DATA SHOWN
PR #2180, opened 2025-05-28
agent: skip authorization checks for controller-initiated discovers

psFried:
Updates discovers to skip authorization checks for discovers that are performed by controllers.  Previously, we'd be relying on the `estuary_support/` role to allow auto-discovers to properly resolve live specs, which caused auto-discovers to fail for tenants that weren't covered by that role grant.

Also updates the integration test setup to remove the `estuary_support/` role. This was sufficent to reproduce the issue wth auto-discovers, and seemed like a good idea generally.

- - -
This change is [Reviewable](https://reviewable.io/reviews/estuary/flow/2180)


jgraettinger (approved):
LGTM

PR #2182, opened 2025-05-29
Phil/activate moar

### LINKED ISSUE #2170: agent: controllers should check whether shards make it to PRIMARY after activation
There's failure modes in the data plane that cause it to transition task shards to FAILED status without ever emitting a `shard failed` log. There's also scenarios where shards can remain in BACKFILL status indefinitely.

We'd like to handle these cases by having controllers periodically check the shard statuses after each activation, and report that the task is not yet healthy until after all shards have a PRIMARY replica. If such a check shows the shards being FAILED, then they should be re-activated periodically. Once the controller sees all shards having a PRIMARY replica it can cease checking, relying on the data plane to emit a `ShardFailed` event if they fail after that point.

### LINKED ISSUE #2171: agent: controllers should periodically health check ops catalog shards
Proper functioning of the ops catalog is critical to ensure that the control plane can respond to task shard failures. This means that currently it's not possible for the control plane to respond to failures of task shards of the ops catalog itself. We currently shard supervisor cron jobs that handle restarting failed ops catalog shards, but we'd like to move that behavior into controllers.

The proposed solution is to have some additional controller behavior for derivations and materializations of the ops catalog, which will:

- periodically check their shard statuses
- restart any failed shards
- fire an alert if there's 3 or more consecutive failures

To identify tasks that are part of the ops catalog, we can check whether the catalog name starts with either the prefix `ops/` or `ops.us-central1.v1/`.

psFried:
**Description:**

Resolves #2170 
Resolves #2171

Introduces some major changes to how controllers keep tabs on task shards. Previously, controllers would always assume that any successful activation would mean that we'd be guaranteed to see a ShardFailed event if it failed again. But this turned out to be something we can't easily guarantee. Further, we can't ever get ShardFailed events for shards of the ops catalog itself, and so we need to rely on another mechanism for monitoring those shards.

The solution in both cases is for controller to periodically do shard listings in order to keep track of the status of task shards.

### Controller changes

Controllers will periodically check the status of task shards. There's a new `shard_status` field in the controller status, which tracks the results of those checks.

Controllers will use an increasingly long duration between shard status checks as long as the status hasn't changed. We want to avoid having controllers running too frequently or sending too many requests to reactors. A change in the observed shard status resets this duration, so that we'll check more frequently right after a change. Also, we use much longer durations when shards are healthy since we should be receiving ShardFailed events if there's a failure after a shard reaches Primary status.

Controllers will attempt to re-activate task shards if:
- any shards are Failed for 3 consecutive checks
- it's been at least 15 minutes (configurable via `FLOW_REACTIVATE_INTERVAL` env variable) since the last time shards were activated
- No `ShardFailed` event was observed

In scenarios where we _do_ get a ShardFailed event, the above logic will not apply, and the current behavior remains in place. This allows us to continue restarting failed shards immediately after the first couple of failures, with an incremental backoff after multiple failures.

In scenarios where we _don't_ get a ShardFailed event, it means that failed shards will be re-activated after 3 consecutive failed status checks (which takes ~2 minutes in total after the first failed check), and at most once every 15 minutes.

### Ops catalog shards

There's a special carve out for ops catalog tasks so that we check their shard statuses much more frequently, and re-start them more quickly if they're failed. Apart from that, ops catalog shards are covered by the same controller behavior that's used for all other tasks. Once this is deployed, we should be able to remove all the shard-supervisor cron jobs, as controllers will be able to handle all shard re-starts.

### Status summaries

I also updated how we summarize status information, so that the summary now accounts for shard failures that were observed via periodic shard listings. The new integration tests use the status summaries pretty extensively, so test coverage of status summaries has increased quite a bit, and even surfaced a few bugs that are fixed here.

**Workflow steps:**

No user-facing changes, except for the output of `flowctl catalog status`, which hopefully just got a bit more helpful and correct.

- - -
This change is [Reviewable](https://reviewable.io/reviews/estuary/flow/2182)


crates/agent/src/controllers/activation.rs
```diff
@@ -115,23 +193,263 @@ pub async fn update_activation<C: ControlPlane>(
...
+    status.shard_status = Some(ShardStatusCheck {
+        count,
+        first_ts,
+        last_ts: now,
+        status: new_status,
+    });
+
+    // If there's been at least 3 failed checks in a row, and it's been longer than the
+    // re-activation interval, then re-activate failed shards. We require at least two
+    // failed checks in a row because sometimes shards can temporarily be in failed state
```
jgraettinger: If it's failed, and it's not in a backoff, why wouldn't we restart it immediately?

FAILED shards will never restart themselves, nor should they ever be FAILED due to an ongoing hand-off / re-assignment.

Kept reading -- is this because we'll get confused about a FAILED prior which precedes our current / reset build?

crates/agent/src/controllers/activation.rs
```diff
@@ -115,23 +193,263 @@ pub async fn update_activation<C: ControlPlane>(
...
+    else {
+        anyhow::bail!("internal controller error: attempted to health check a catalog test");
+    };
+
+    let list_response = control_plane
+        .list_task_shards(state.data_plane_id, task_type, state.catalog_name.clone())
+        .await
+        .context("listing task shards")?;
+
+    if list_response.status != proto_gazette::consumer::Status::Ok as i32 {
```
jgraettinger: the gazette client already checks status and maps into an error:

WHAT NEEDS TO BE DONE
Pick out every line above that contains the word "covered" and copy it.

SOLVED EXERCISE
Updates discovers to skip authorization checks for discovers that are performed by controllers.  Previously, we'd be relying on the `estuary_support/` role to allow auto-discovers to properly resolve live specs, which caused auto-discovers to fail for tenants that weren't covered by that role grant.
There's a special carve out for ops catalog tasks so that we check their shard statuses much more frequently, and re-start them more quickly if they're failed. Apart from that, ops catalog shards are covered by the same controller behavior that's used for all other tasks. Once this is deployed, we should be able to remove all the shard-supervisor cron jobs, as controllers will be able to handle all shard re-starts.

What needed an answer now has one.